W Pilźnie, w sobotnie przedpołudnie 8 marca br., kierowca BMW wprowadzał auto w poślizg. Nie spodziewał się, że obserwuje go policjant po służbie. Mężczyzna miał ponad promil alkoholu we krwi.
W sobotnie przedpołudnie 8 marca br. w Pilźnie 22-letni kierowca BMW stwarza zagrożenie na drodze. Będąc pod wpływem alkoholu, wprowadza pojazd w poślizg. Jego niebezpieczna jazda zwraca uwagę funkcjonariusza policji, który ma akurat wolne. Policjant po służbie reaguje natychmiast.

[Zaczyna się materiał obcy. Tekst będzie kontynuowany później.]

PR #324, opened 2016-01-26
Enable bitcode for all targets except Mac

mbrandonw:
I was getting this error while using Carthage to build a tvOS dependency which had Argo as a dependency:

```
ld: bitcode bundle could not be generated because '/Carthage/Build/tvOS/Argo.framework/Argo' 
was built without full bitcode. All frameworks and dylibs for bitcode must be generated from 
Xcode Archive or Install build for architecture arm64
clang: error: linker command failed with exit code 1 (use -v to see invocation)

** BUILD FAILED **
```

Pretty sure we want bitcode to be enabled for all targets except Mac. This indeed how it is in Curry too.

Does this sound about right?

Strangely, when I build the dependency directly I do not get this error. Only when Argo was a dependency of a dependency.

### DIFF
--- a/Argo.xcodeproj/project.pbxproj
+++ b/Argo.xcodeproj/project.pbxproj
@@ -1259,7 +1259,6 @@
 			isa = XCBuildConfiguration;
 			buildSettings = {
 				APPLICATION_EXTENSION_API_ONLY = YES;
-				BITCODE_GENERATION_MODE = marker;
 				CODE_SIGN_IDENTITY = "iPhone Developer";
 				"CODE_SIGN_IDENTITY[sdk=watchsimulator*]" = "";
 				DEBUG_INFORMATION_FORMAT = dwarf;
@@ -1285,7 +1284,6 @@
 			isa = XCBuildConfiguration;
 			buildSettings = {
 				APPLICATION_EXTENSION_API_ONLY = YES;
-				BITCODE_GENERATION_MODE = bitcode;
 				CODE_SIGN_IDENTITY = "iPhone Developer";
 				"CODE_SIGN_IDENTITY[sdk=watchsimulator*]" = "";
 				COPY_PHASE_STRIP = NO;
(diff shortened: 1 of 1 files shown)


mbrandonw:
Has anyone else run into this? I might only be seeing this because Argo is a dependency of a dependency :/

gfontenot:
@mbrandonw What version of Carthage are you using? I was under the impression that this was handled by them at this point.

mbrandonw:
@gfontenot 0.11.0, though I just this moment upgraded to 0.12.0. I could try that if you think it would be different.

gfontenot:
I honestly have no idea. I can probably take a look on Friday if nobody beats me to it.

gfontenot:
@mbrandonw Have you still been having this problem?

mbrandonw:
I'm not, but only cause I abandoned carthage and just use submodules now! :P 

If I'm the only one reporting this there's a good chance I just had something else wrong with my setup. I'll close this...

inamiy:
Hi, I might have encountered the similar situation.

In my [RAC project](https://github.com/inamiy/ReactiveCocoaCatalog), I'm using Carthage for checkout only, and Argo v4.1.1 + Runes v4.0.1 xcodeprojs are imported to xcworkspace.

And when I did Release + Device + Build, I got a bitcode error as following:

```
ld: bitcode bundle could not be generated because '/Users/inamiy/Library/Developer/Xcode/DerivedData/ReactiveCocoaCatalog-awpxvsrxtsodsgbwirfwfpizaiqb/Build/Products/Release-iphoneos/Runes.framework/Runes' was built without full bitcode. All frameworks and dylibs for bitcode must be generated from Xcode Archive or Install build for architecture armv7
```

After looking through Argo and Runes settings, I found the following fields were missing:

1. `BITCODE_GENERATION_MODE` is missing in all targets of Runes, so above error occurs.
2. `BITCODE_GENERATION_MODE` is missing in tvOS target of Argo.
3. `BITCODE_GENERATION_MODE` is (unnecessarily) set in macOS target of Argo. 

I think Argo and Runes needs to have the same settings.

PR #332, opened 2016-03-16
Refactor loops to use `for case` & `if case` syntax

alskipp:
The catDecoded functions ignore the `Failure` case, so we don’t need to
pattern match for `Failure`.


gfontenot:
Is there a reasoning behind this change? Or is it purely cosmetic?

alskipp:
Mainly cosmetic, but thought it was worthwhile to remove a few lines of code.

gfontenot:
Personally, I actually like the full `switch` here. It makes it explicit that there are only two options.

Thanks so much for working on this! However, I don't think we're going to make this change.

Zatrzymuje auto i uniemożliwia kierowcy dalszą jazdę. Następnie powiadamia dyżurnego komendy. Przybyły na miejsce patrol przeprowadza badanie trzeźwości. Wynik? Ponad promil alkoholu w organizmie.
Nieodpowiedzialny kierowca już stracił prawo jazdy. To nie koniec konsekwencji. Za prowadzenie pojazdu w stanie nietrzeźwości odpowie przed sądem. Otrzymuje też dwa mandaty: 500 zł za stan techniczny pojazdu oraz 200 zł i 15 punktów karnych za niebezpieczne zachowanie na drodze.